## Source data
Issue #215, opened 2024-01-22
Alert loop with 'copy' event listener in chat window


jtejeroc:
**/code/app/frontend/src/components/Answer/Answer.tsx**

...

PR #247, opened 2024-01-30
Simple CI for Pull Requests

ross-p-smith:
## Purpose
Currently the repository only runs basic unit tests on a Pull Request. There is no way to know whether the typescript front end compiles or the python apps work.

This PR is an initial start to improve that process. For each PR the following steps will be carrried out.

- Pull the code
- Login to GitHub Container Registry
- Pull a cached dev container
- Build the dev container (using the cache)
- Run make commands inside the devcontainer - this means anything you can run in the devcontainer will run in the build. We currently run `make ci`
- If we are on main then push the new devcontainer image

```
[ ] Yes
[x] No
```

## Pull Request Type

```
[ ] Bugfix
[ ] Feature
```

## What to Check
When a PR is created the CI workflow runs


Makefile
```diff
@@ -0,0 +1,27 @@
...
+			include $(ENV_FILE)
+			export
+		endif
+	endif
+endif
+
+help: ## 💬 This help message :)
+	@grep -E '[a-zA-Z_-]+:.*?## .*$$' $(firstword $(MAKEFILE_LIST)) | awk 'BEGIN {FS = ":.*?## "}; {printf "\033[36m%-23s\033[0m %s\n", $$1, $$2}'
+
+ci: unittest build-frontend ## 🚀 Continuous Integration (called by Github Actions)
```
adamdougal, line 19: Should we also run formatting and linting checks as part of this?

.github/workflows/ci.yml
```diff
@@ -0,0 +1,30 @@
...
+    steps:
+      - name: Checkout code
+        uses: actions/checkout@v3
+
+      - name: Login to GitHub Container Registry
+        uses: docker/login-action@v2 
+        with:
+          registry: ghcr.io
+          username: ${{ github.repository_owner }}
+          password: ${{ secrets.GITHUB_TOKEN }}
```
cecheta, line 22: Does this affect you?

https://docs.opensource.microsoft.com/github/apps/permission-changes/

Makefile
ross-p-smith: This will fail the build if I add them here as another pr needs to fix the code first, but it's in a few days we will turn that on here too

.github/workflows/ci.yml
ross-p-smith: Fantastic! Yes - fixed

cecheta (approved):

## To do
Across the whole listing above, state how many lines contain "cecheta". Only the number is wanted.

## Solved exercise
2